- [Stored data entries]

PR #2796, opened 2023-03-11
fix(issue: #2772) change text color white to black

### LINKED ISSUE #2772: Chat user details modal in the admin has incorrect white text

It should be black text like everything else.

image

jackgris:


gabek:
Thanks so much for the fix!

PR #2829, opened 2023-03-16
Menu state in admin not saved after page refresh

### LINKED ISSUE #2807: Menu state in admin not saved after page refresh

Open a page that's behind a drop down menu. For example Hardware info and refresh the page in your browser. All the menu's are collapsed and you current place in Owncast is no longer highlighted.

owncast-menu

dhanusaputra:
close #2807 

for highlight state, update menu keys to use route format so we can use it as reference
for collapse state, put the state in openKeys

[Screencast from 16-03-23 14:14:47.webm](https://user-images.githubusercontent.com/35093673/225542305-4ac0933b-69ea-455c-beea-bb238d1ad14d.webm)


gabek:
Works great! I had forgotten I previously was using the key for highlight state and then the root path of the admin changed. Thanks for looking at this!

PR #2860, opened 2023-03-22
feat: add support to dev with nix

enieber:
add support develop with nix-shell


gabek:
Could you explain what this is?

enieber:
the [nix](https://nixos.org/) is package manager to reproducible builds with very help to use in developer install all dependencies isolate in local machine.

gabek:
If this is for a package manager wouldn't this file exist in the package manager's repository?

PR #2892, opened 2023-04-01
FIX : Admin custom CSS area forces entire page to scroll #2886

### LINKED ISSUE #2886: Admin custom CSS area forces entire page to scroll

I think the code editor itself should be allowed to scroll horizontally, but not force the entire page to overflow and force horizontal scrolling.

image

dev265545:
Fixes #2886 
Making codemirror component vertically scrollable


gabek:
Hi there! Thanks for looking at this!

It looks like the entire page still scrolls horizontally if there's a long line in the editor, such as a comment. I wonder if a specific width needs to be added to the editor or something so it doesn't grow horizontally and instead just overflows internally and allows only the editor to scroll.

image

gabek:
Looks great! Thank you!

PR #2896, opened 2023-04-03
fix: Prevent storybook from making websocket connections

### LINKED ISSUE #2862: Storybook layout stories try to make websocket connections

Obviously there's no server to connect to.

image

Pranav2612000:
I've added another websocket config variable to the client config and then using that to determine whether to start the websocket connections or not. Let me know what you feel of this approach.
Fixes #2862

### DIFF
--- a/web/components/layouts/Main/Main.stories.tsx
+++ b/web/components/layouts/Main/Main.stories.tsx
@@ -38,7 +38,7 @@ export default {
 
 // mock the Websocket to prevent ani webhook calls from being made in storybook
 // @ts-ignore
-window.WebSocket = () => {}
+window.WebSocket = () => {};
 
 type StateInitializer = (mutableState: MutableSnapshot) => void;
 
--- a/web/components/layouts/Main/Main.stories.tsx
+++ b/web/components/layouts/Main/Main.stories.tsx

- [Exercise] Each record above has to be retyped exactly, with nothing left out.

- [Answer to the exercise]
PR #2796, opened 2023-03-11
fix(issue: #2772) change text color white to black

### LINKED ISSUE #2772: Chat user details modal in the admin has incorrect white text

It should be black text like everything else.

image

jackgris:


gabek:
Thanks so much for the fix!

PR #2829, opened 2023-03-16
Menu state in admin not saved after page refresh

### LINKED ISSUE #2807: Menu state in admin not saved after page refresh

Open a page that's behind a drop down menu. For example Hardware info and refresh the page in your browser. All the menu's are collapsed and you current place in Owncast is no longer highlighted.

owncast-menu

dhanusaputra:
close #2807 

for highlight state, update menu keys to use route format so we can use it as reference
for collapse state, put the state in openKeys

[Screencast from 16-03-23 14:14:47.webm](https://user-images.githubusercontent.com/35093673/225542305-4ac0933b-69ea-455c-beea-bb238d1ad14d.webm)


gabek:
Works great! I had forgotten I previously was using the key for highlight state and then the root path of the admin changed. Thanks for looking at this!

PR #2860, opened 2023-03-22
feat: add support to dev with nix

enieber:
add support develop with nix-shell


gabek:
Could you explain what this is?

enieber:
the [nix](https://nixos.org/) is package manager to reproducible builds with very help to use in developer install all dependencies isolate in local machine.

gabek:
If this is for a package manager wouldn't this file exist in the package manager's repository?

PR #2892, opened 2023-04-01
FIX : Admin custom CSS area forces entire page to scroll #2886

### LINKED ISSUE #2886: Admin custom CSS area forces entire page to scroll

I think the code editor itself should be allowed to scroll horizontally, but not force the entire page to overflow and force horizontal scrolling.

image

dev265545:
Fixes #2886 
Making codemirror component vertically scrollable


gabek:
Hi there! Thanks for looking at this!

It looks like the entire page still scrolls horizontally if there's a long line in the editor, such as a comment. I wonder if a specific width needs to be added to the editor or something so it doesn't grow horizontally and instead just overflows internally and allows only the editor to scroll.

image

gabek:
Looks great! Thank you!

PR #2896, opened 2023-04-03
fix: Prevent storybook from making websocket connections

### LINKED ISSUE #2862: Storybook layout stories try to make websocket connections

Obviously there's no server to connect to.

image

Pranav2612000:
I've added another websocket config variable to the client config and then using that to determine whether to start the websocket connections or not. Let me know what you feel of this approach.
Fixes #2862

### DIFF
--- a/web/components/layouts/Main/Main.stories.tsx
+++ b/web/components/layouts/Main/Main.stories.tsx
@@ -38,7 +38,7 @@ export default {
 
 // mock the Websocket to prevent ani webhook calls from being made in storybook
 // @ts-ignore
-window.WebSocket = () => {}
+window.WebSocket = () => {};
 
 type StateInitializer = (mutableState: MutableSnapshot) => void;
 
--- a/web/components/layouts/Main/Main.stories.tsx
+++ b/web/components/layouts/Main/Main.stories.tsx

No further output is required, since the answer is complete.